PR #1265, opened 2024-01-02
apprating-cache bug

bigcat88:
Ref: https://github.com/nextcloud/appstore/pull/1256

Here we forgot to update caches, so this PR fixes it.

Added new field `last_modified` and ETag is calculated based on it instead of `rated_at` which now is the date of AppRating creation only.


andrey18106 (approved):
LG

PR #1355, opened 2024-04-17
Remove app-templates for EOL versions

provokateurin:
I split it up because the rename detection was going a bit wrong (ok Github still shows it wrong if you look at the overall diff).


bigcat88:
the template from 26 version should not be touched, since the templates for 27 and 28 are symlinks for it

provokateurin:
I didn't touch it, I just replace the 27 template with the one for 26

nextcloudappstore/scaffolding/tests/data/info.xml
```diff
@@ -16,7 +16,7 @@
     <category>tools</category>
     <bugs>https://test.com</bugs>
     <dependencies>
-        <nextcloud min-version="24" max-version="24"/>
+        <nextcloud min-version="28" max-version="28"/>
```
provokateurin, line 19: Shouldn't the min version be 27 because the template is also for 27?

bigcat88: tests were modified to test against 28 version, to not modify them in 3 months again..

bigcat88 (approved):

PR #1368, opened 2024-04-29
refactor(scaffolding): Migrate app template to Github template repo

provokateurin:
As an alternative to downloading the zip on the fly the app_template repo could be added as a git submodule to pin a specific version to avoid unintended changes. This submodule would need to be updated at least once per server release which adds more work again (quite manageable though).


bigcat88:
Can we just redirect the user when clicking to start an automatic download via a redirect, will it be fine?

This will save us from adding caching of this, because in the current implementation, sending a download request and not caching the response will lead to a fairly simple opportunity to DDOS AppStore in some cases.

provokateurin:
You are right, the problem is that it's not simply downloading and returning the zip file, but it replaces the content in some files so the values the user submitted are applied.

bigcat88 (approved):

PR #1419, opened 2024-07-23
feat: add warning banner to apps not updated within the last 3 major releases of Nextcloud

### LINKED ISSUE #1395: Add banner to an app's page if hasn't been updated to run with any of the last 3 major releases of Server
Similar to how WordPress.org handles old plugins that seem no longer maintained:

> This plugin hasn’t been tested with the latest 3 major releases of WordPress. It may no longer be maintained or supported and may have compatibility issues when used with more recent versions of WordPress.

Gets displayed immediately under the screenshot:

e.g. https://wordpress.org/plugins/flush-opcache/

edward-ly:
Closes #1395.

Screenshot 2024-07-23 at 13-33-22 App Store - Nextcloud


nextcloudappstore/core/models.py
```diff
@@ -254,6 +254,19 @@ def compatible_unstable_releases(self, platform_version, inclusive=True):
...
+    def is_outdated(self):
+        """Checks if an app has been released in last 3 recent platform versions
+
+        :return: True if not compatible, otherwise false
+        """
+
+        release_versions = list(self.latest_releases_by_platform_v().keys())
+        if not release_versions:
+            return True
+        max_release_version = Version(pad_max_inc_version(release_versions[0]))
```
bigcat88, line 266: Unfortunately, I don't think this will work as `release_versions` is not sorted.
Have you tested this?

edward-ly: They should be sorted, no? Look in the implementation for `latest_releases_by_platform_v`.

bigcat88: Can you point out the place in the implementation where it sorts them?

edward-ly: Ah sorry, I must have confused it with another function somewhere along the way. Will fix it now.

bigcat88 (approved):
With the latest changes it looks good

PR #1426, opened 2024-07-27
feat: add relevance sort to sorting options

### LINKED ISSUE #1298: improve search results order
Hello everyone!

IMO the search results order should be improved. More relevant apps should be shown first.

For example, search for "mail" - the most relevant app is "Mail" which is shown in fourth row, I have to scroll to see it. Second relevant would be Snappy Mail. The other results should be below that. Rainloop is deprecated and should not be shown at all - instead, it is shown as the first result.
Screenshot 2024-02-11 at 23-30-35 Alle Apps - App Store - Nextcloud

Or search for "map" - the most relevant app is "Maps", shown in third row, I have to scroll to see it.
Screenshot 2024-02-11 at 23-33-43 Alle Apps - App Store - Nextcloud

Thanks for reading =)

edward-ly:
Closes #1298, replacing rating as the default sort with and without a search query. At the moment, it's only partially tested; I may refine results a bit more depending on the various search results I get.

Screenshot 2024-07-26 at 17-30-03 All apps - App Store - Nextcloud


bigcat88:
```
http://127.0.0.1:8000/?order_by=relevance&ordering=desc&search=app_api
4.2.14
NotSupportedError
Calling QuerySet.prefetch_related() after union() is not supported.
/Users/user/PycharmProjects/appstore/.venv/lib/python3.11/site-packages/django/db/models/query.py, line 1960, in _not_support_combined_queries
nextcloudappstore.core.views.CategoryAppListView
/Users/user/PycharmProjects/appstore/.venv/bin/python
```

edward-ly:
I finally figured out a workaround to the `union` operator, so the sort should be working now.

bigcat88 (approved):
seems to work without errors - everything is great

PR #1452, opened 2024-08-15
feat: add donation attribute to `appinfo/info.xml`, donation buttons to app details page

edward-ly:
One of two requirements for a new payment system on the app store (see [here](https://cloud.nextcloud.com/f/10131205) for details).

Screenshot 2024-08-14 at 22-55-38 App Developer Guide — AppStore 4 3 3 documentation

Screen Shot 2024-08-14 at 23 03 27


bigcat88 (approved):
Slightly tested,- overall looks very solid and nice.

docs/developer.rst
```diff
@@ -211,6 +211,8 @@ A full blown example would look like this (needs to be utf-8 encoded):
         <repository>https://github.com/nextcloud/news</repository>
         <screenshot small-thumbnail="https://example.com/1-small.png">https://example.com/1.png</screenshot>
         <screenshot>https://example.com/2.jpg</screenshot>
+        <donation type="paypal" title="Donate via PayPal">https://paypal.com/example-link</donation>
```
susnux, line 214: Would it not be more consistent to wrap it like we do with all other lists?
E.g. types, dependencies etc

So like
```xml
<donations>
    <donation title="..." href="..." />
    <donation .... />
</donations>
```

edward-ly: I'm not sure if I understand what added benefit that would serve. Plus, there are plenty other lists that aren't wrapped in the same way as well (author, category, screenshot, etc.).

susnux: > category, screenshot

Yes I know :sweat_smile: 
So for me it is not important, just that those files are written by hand and then it is often easier to group everything. Also the DOM parsing is a bit easier.

But as said, not really important :)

--

YOUR TASK => Look through the material above and print exactly the lines from the one containing "Can we just" to the one containing "This will save", both included, and nothing more.

ANSWER TO THIS TASK =>
Can we just redirect the user when clicking to start an automatic download via a redirect, will it be fine?

This will save us from adding caching of this, because in the current implementation, sending a download request and not caching the response will lead to a fairly simple opportunity to DDOS AppStore in some cases.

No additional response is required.